HHS aims to merge patient data across networks with new health IT system

Health IT officials at the Department of Health and Human Services aim to securely combine health data across networks to ease customer experience.

Information technology officials at the Department of Health and Human Services have a new system in the works that aims to merge individuals’ health information across multiple networks.

HHS’ Trusted Exchange Framework and Common Agreement, or TEFCA, is a system that will allow health networks, including federally operated ones, to securely exchange medical data.

The end goal is to create a single point of access to all of an individuals’ health records.

The creation of TEFCA presents an opportunity for agencies to make their health information networks easier to use on the customer end, according to Micky Tripathi, the national coordinator for health IT at HHS.

Agencies such as the Department of Veterans Affairs and the Department of Defense, along with the Social Security Administration, already use some online networks in an effort to consolidate information across multiple platforms. But, Tripathi said, TEFCA can help to more effectively combine that information.

“Every federal agency, certainly within the Department of Health and Human Services, as well as the VA and the DOD, is exchanging information,” Tripathi said during a webinar by FCW on Wednesday. “We think TEFCA can help them do that better, faster and cheaper than they’re able to today.”

The first piece of TEFCA – the trusted exchange framework – will let health information networks share data.
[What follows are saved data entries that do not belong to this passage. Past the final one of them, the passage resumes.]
PR #33494, opened 2023-06-20
[alts] Remove ExecCtx check from alts_zero_copy_grpc_protector_create function.

matthewstevenson88:
I'm fixing the ALTS/Envoy transport socket extension (which is currently broken). Along the way, I'm trying to remove as many uses of gRPC internals as possible (with the eventual goal of only relying on public gRPC APIs and the alts_zero_copy_grpc_protector). To this end, I need to remove the ExecCtx check in the alts_zero_copy_grpc_protector_create function, so that Envoy can call into this function without needing to create an ExecCtx.

### DIFF
--- a/src/core/tsi/alts/zero_copy_frame_protector/alts_grpc_record_protocol_common.cc
+++ b/src/core/tsi/alts/zero_copy_frame_protector/alts_grpc_record_protocol_common.cc
@@ -124,9 +124,8 @@ tsi_result alts_grpc_record_protocol_init(alts_grpc_record_protocol* rp,
 tsi_result alts_grpc_record_protocol_protect(
     alts_grpc_record_protocol* self, grpc_slice_buffer* unprotected_slices,
     grpc_slice_buffer* protected_slices) {
-  if (grpc_core::ExecCtx::Get() == nullptr || self == nullptr ||
-      self->vtable == nullptr || unprotected_slices == nullptr ||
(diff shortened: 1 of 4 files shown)


markdroth:
Matt, can you confirm that the frame protector API is only used synchronously?  If so, then I agree that this is safe, but if not, we may need to discuss this a bit further.

markdroth:
I don't think it matters if one thread calls `protect()` and the other thread calls `unprotect()` at the same time.  What matters is whether there is a way to use either `protect()` or `unprotect()` asynchronously -- in other words, is there a case where a thread can call either of those APIs and get a result delivered asynchronously via a callback, where the callback can be invoked in some other arbitrary thread?

If the answer to that is no, then I think this should be fine.

I'd also like @apolcyn to review as well.

apolcyn (approved):
> If the answer to that is no, then I think this should be fine.

> I'd also like @apolcyn to review as well.

I'm not super familiar with the encryption/decryption code paths here, but overall +1 that we need to guarantee that nothing is or will be done asynchronously from within these APIs.

From my look at the code, I believe that's true, so I'll approve, but @matthewstevenson88 please confirm.

matthewstevenson88:
Thanks Mark and Alex. Confirmed that there is no async use of these APIs, in the sense that one thread calls the API and another thread gets the result via a callback.

markdroth (approved):

PR #33495, opened 2023-06-20
[fork] simplify Fork::SetResetChildPollingEngineFunc to fix nested forking

apolcyn:
Noticed this in a nested forking test in https://github.com/grpc/grpc/pull/33430 (by nested fork - forked child process forks again).

Before this change, the EventEngine and non-EventEngine pollers were competing with each other in their calls to `Fork::SetResetChildPollingEngineFunc`. In the first child's after-fork handler, the EE engine would [clear out](https://github.com/grpc/grpc/blob/123da4a866d278b898516c27fb44962f3d7bae32/src/core/lib/event_engine/posix_engine/ev_epoll1_linux.cc#L260) the post-fork handlers of the non-EE poller, leaving the grandchild without the right post-fork cleanup method.

### DIFF
--- a/src/core/lib/event_engine/posix_engine/ev_epoll1_linux.cc
+++ b/src/core/lib/event_engine/posix_engine/ev_epoll1_linux.cc
@@ -255,10 +255,6 @@ void ResetEventManagerOnFork() {
     poller->Close();
   }
   gpr_mu_unlock(&fork_fd_list_mu);
-  if (grpc_core::Fork::Enabled()) {
-    gpr_mu_destroy(&fork_fd_list_mu);
-    grpc_core::Fork::SetResetChildPollingEngineFunc(nullptr);
-  }
   InitEpoll1PollerLinux();
 }
 
@@ -273,8 +269,10 @@ bool InitEpoll1PollerLinux() {
     return false;
   }
   if (grpc_core::Fork::Enabled()) {
-    gpr_mu_init(&fork_fd_list_mu);
-    grpc_core::Fork::SetResetChildPollingEngineFunc(ResetEventManagerOnFork);
+    if (grpc_core::Fork::RegisterResetChildPollingEngineFunc(
+            ResetEventManagerOnFork)) {
+      gpr_mu_init(&fork_fd_list_mu);
+    }
   }
   close(fd);
   return true;
--- a/src/core/lib/gprpp/fork.cc
+++ b/src/core/lib/gprpp/fork.cc
@@ -189,19 +189,16 @@ void Fork::DoDecExecCtxCount() {
   NoDestructSingleton<ExecCtxState>::Get()->DecExecCtxCount();
 }
 
-void Fork::SetResetChildPollingEngineFunc(
+bool Fork::RegisterResetChildPollingEngineFunc(
     Fork::child_postfork_func reset_child_polling_engine) {
   if (reset_child_polling_engine_ == nullptr) {
-    reset_child_polling_engine_ = new std::vector<Fork::child_postfork_func>();
+    reset_child_polling_engine_ = new std::set<Fork::child_postfork_func>();
   }
-  if (reset_child_polling_engine == nullptr) {
-    reset_child_polling_engine_->clear();
-  } else {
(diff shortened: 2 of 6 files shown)


src/core/lib/event_engine/posix_engine/ev_epoll1_linux.cc
```diff
@@ -273,8 +269,10 @@ bool InitEpoll1PollerLinux() {
     return false;
   }
   if (grpc_core::Fork::Enabled()) {
-    gpr_mu_init(&fork_fd_list_mu);
-    grpc_core::Fork::SetResetChildPollingEngineFunc(ResetEventManagerOnFork);
+    if (grpc_core::Fork::RegisterResetChildPollingEngineFunc(
+            ResetEventManagerOnFork)) {
+      gpr_mu_init(&fork_fd_list_mu);
```
drfloob, line 274: Is it possible for the child fork handler to run before the mutex is initialized?

src/core/lib/gprpp/fork.cc
```diff
@@ -189,19 +191,16 @@ void Fork::DoDecExecCtxCount() {
...
-  } else {
-    reset_child_polling_engine_->emplace_back(reset_child_polling_engine);
+    reset_child_polling_engine_ = new std::set<Fork::child_postfork_func>();
   }
+  auto ret = reset_child_polling_engine_->insert(reset_child_polling_engine);
+  return ret.second;
 }
 
-const std::vector<Fork::child_postfork_func>&
+const std::set<Fork::child_postfork_func>&
```
drfloob, line 203: I think this is mostly a good thing, but we're adding non-determinism to callback execution ordering. This _may_ unearth bugs based on implicit ordering requirements. I hope there aren't such dependencies between polling engines, but we should be aware of the possibility.

src/core/lib/event_engine/posix_engine/ev_epoll1_linux.cc
apolcyn: It's not: the first time RegisterResetChildPollingEngineFunc returns true here, we will initialize the mutex, and we'll leave it initialized thereafter.

So the only way we could possibly race here is if we forked while this thread was running, which would put us in a broken/undefined state anyways.

src/core/lib/gprpp/fork.cc
apolcyn: ack

src/core/lib/event_engine/posix_engine/ev_epoll1_linux.cc
drfloob: > the only way we could possibly race here is if we forked while this thread was running

That's what I'm thinking. It is possible, probably rare, but having the mutex initialization before the fork-handler registration would protect it a bit. If the handler registration is the last thing in this init method, I'm not quite sure how that leaves the poller in a broken/undefned state.

apolcyn: If we fork while this thread is running, that means we've just chopped this thread. That leaves us in undefined behavior land (e.g. locks could easily be held elsewhere in this thread that still need to be released), so I don't think it's worth making any changes to support that.

drfloob: I'm not going to block this PR on a rare edge case, it's fine, especially if our fork tests are passing. And if we see new fork problems in the wild where a null mutex is accessed, we might have a suspect change. Threads aren't exactly "chopped" when a fork occurs and fork support is engaged, the pre-fork handlers do some work in letting threads come to a resting spot (in some cases shutting them down) before allowing the fork to proceed.

drfloob (approved):

src/core/lib/event_engine/posix_engine/ev_epoll1_linux.cc
drfloob: Ah right, we are registering a post-fork handler here, not a pre-fork handler. The pre-fork handlers will not allow a fork to occur between these statements. That should be fine then.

Then, the common agreement piece of TEFCA combines that data by creating easier and more secure connections among individuals and health organizations, HHS wrote in a blog post.

Similar to the Blue Button system for veterans under the VA’s My HealtheVet platform, one of TEFCA’s main goals is to create a centralized location where users can gather all of their healthcare information.

TEFCA launched in January. Now, the next milestone is a testing phase for a few initial networks on the system. HHS plans to complete that phase by the end of this calendar year.

Those initial networks can include ones for public health agencies, but technical, policy and security requirements could complicate early adoption for those groups, Tripathi said.

Health IT officials in that HHS office, though, hope that federal agency participation in TEFCA will ramp up as the framework develops.

TEFCA stems in part from the 21st Century Cares Act, passed by Congress in 2016. That legislation directed HHS to develop a way to securely transfer health information among separate networks. Part of TEFCA’s goal is to increase federal presence to ultimately reach full interoperability among distinct networks, Tripathi said.

Of the lessons learned from COVID-19, the pandemic highlighted the limitations of an often problematic and segmented health IT network. The fragmented system limits access to complete and thorough health records at agencies, Tripathi said.

“One of the things that we saw in the pandemic is our healthcare delivery system is really siloed for our public health system,” Tripathi said. “Our public health agencies struggle to get basic medical record information. You have networks transacting tens of millions of records per day, but a public health system sitting on the outside of it, not able to access that information, even in a time of crisis, even at a time of huge pandemic.”

Although the directive to create TEFCA came before the start of the pandemic, COVID-19 made HHS more acutely aware of the problems the current system can cause, Tripathi said.

“We have a number of networks that have been growing and that have made tremendous progress, but there’s still some friction in getting them connected up,” Tripathi said. “Progress has been made, but it’s still not perfect. It still doesn’t give the user the experience of it being a single network, even though it really is a ton of subnetworks that are connected up in various ways.”

Among the challenges of launching TEFCA is maintaining security of the combined network system. According to Keith Bocian, a senior data scientist at HHS’ Office of the Inspector General, protecting individuals’ data within a combined network, like TEFCA, is part of the OIG’s mission.

“At the OIG, we want to set the example for other HHS operatives and staff as it relates to the security of our network – safeguarding the data that we’ve been charged to protect,” Bocian said.